Dec 2024 / Jan 2025

Doing the Double

Lucy Bartholomew
Dec 2024

It’s a huge challenge to finish the full Ultra Trail du Mont-Blanc (UTMB). Actually, the challenge begins when trying to understand how to get the stones and qualify for a spot at the start line at the end of August in Chamonix, France.

UMTB is a 107-mile race circumnavigating the 15,777-foot high Mont Blanc massif, traversing through France, Italy and Switzerland before stopping the watch back in Chamonix.

Last year, after 27 hours, 39 minutes and 23 seconds, I crossed that notorious finish line, hands on my knees, tears in my eyes with a smile plastered on my face.

One week later, I was boarding a plane to fly to the US to balance the recovery of UTMB while preparing for the Ironman World Championships in Kona, Hawaii, which was coming in hot five weeks later.

We came, we saw and we didn’t quite conquer, but survived in 10:43:41.

That year, I became one of six people to do this double and the fastest overall. Two pinnacles of each sport, side-by-side.

That was 2023.

Now, I am back home in Australia after another summer in Europe.

Earlier in the year, I accepted my elite entry back into the UTMB. I had always thought I would run this race twice: once to see it and once to race it. This year, I wanted to give myself every chance to right the wrongs and learn the lessons that 2023 punched me in the face with.

Me being me, I did another mid-season Ironman to get the hours up, taking the foot off the running gas and a mental reset before heading into the big and burley mountain block. It made sense in my head. However, it took some convincing for my coach to wrap his head around it, but we have also recognized how strong I was getting from cross-training and how I can stay mentally fresh when I do triathlon because it holds no weight in my career and is genuinely a passion project that feels like an off-season activity.

 

The author celebrates at the finish of the Nice Ironman World Championships. Jess Meniere 

After running the Ultra Trail Australia 100k, I raced the Cairns Ironman and ran my way into a World Championships-qualifying spot. This year, the women were racing in Nice, France, three weeks after UTMB. Half the recovery time, but at least in the same country – this was how I tried to sell the idea again to my support team. We took the entry but asterisked it as something that could, but may not happen: a cherry on the cake of a summer season, but still a bloody good cake without it.

With mountain mode engaged, bike racked, no pool membership, hiking poles in hand and snacks in the pack, we strung together an intense eight weeks in Europe before UTMB, ticking all of the boxes. I stood at the UTMB start again in Chamonix with 3,000 others, feeling like I had controlled my controllables and now it was time to roll the dice.

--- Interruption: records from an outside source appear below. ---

PR #206, opened 2019-09-01
Enable struct fields to be skipped in encode/decode

bifurcation:
Add a `none` annotation to allow the encoder / decoder to skip struct fields.  Works the same as the comparable annotation in `encoding/json`.


bifurcation:
Closing as a dup of #198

After 25 hours, 55 minutes and 31 seconds, I returned, feeling stoked about what I put forward. It wasn’t perfect, it never is, but the problem-solving came quickly; the miles slipped by, the energy stayed consistent, and while the race always throws punches, I felt like I was able to put up a guard for a few and woke up the next day feeling a whole lot less beat up than the previous year.

There were just three weeks until the Nice Ironman World Championships. I watched my mind and body rebuild and return to life from the post-race fuzzy state that comes with all the exertion on all levels around big races. I rode my bike on small loops mainly to be with friends, move my body softly and get to the best cafés. I swam in the lake on warm summer evenings without expecting or caring about numbers and data. I ate for a family of five, slept like a log and laughed so much that I called it my core training. We jumped in the car and drove to Nice; my team and I decided I was in an excellent place physically, but mainly mentally, to enjoy a day in the triathlon world.

With 2.1 miles of salty combat fighting – I mean swimming in the Mediterranean Sea – a 112-mile cycle in the mountains above Nice and a 26.2-mile run on the Promenade Des Anglais with some of the best cheering zones I have experienced, I made my final strides on the red carpet to cross the finish line in 10:53:51, becoming the first person to do the condensed double.

Sport is wild. You live life in a day constantly feeling defeated and then unstoppable; you question why you thought this was a good idea, then you cross the finish line, the goldfish memory and rose-colored glasses are deployed, and you look for what's next. As I type this, I do not have a “next,” and I feel very content in soaking up what “was” and taking the rest that these races demand.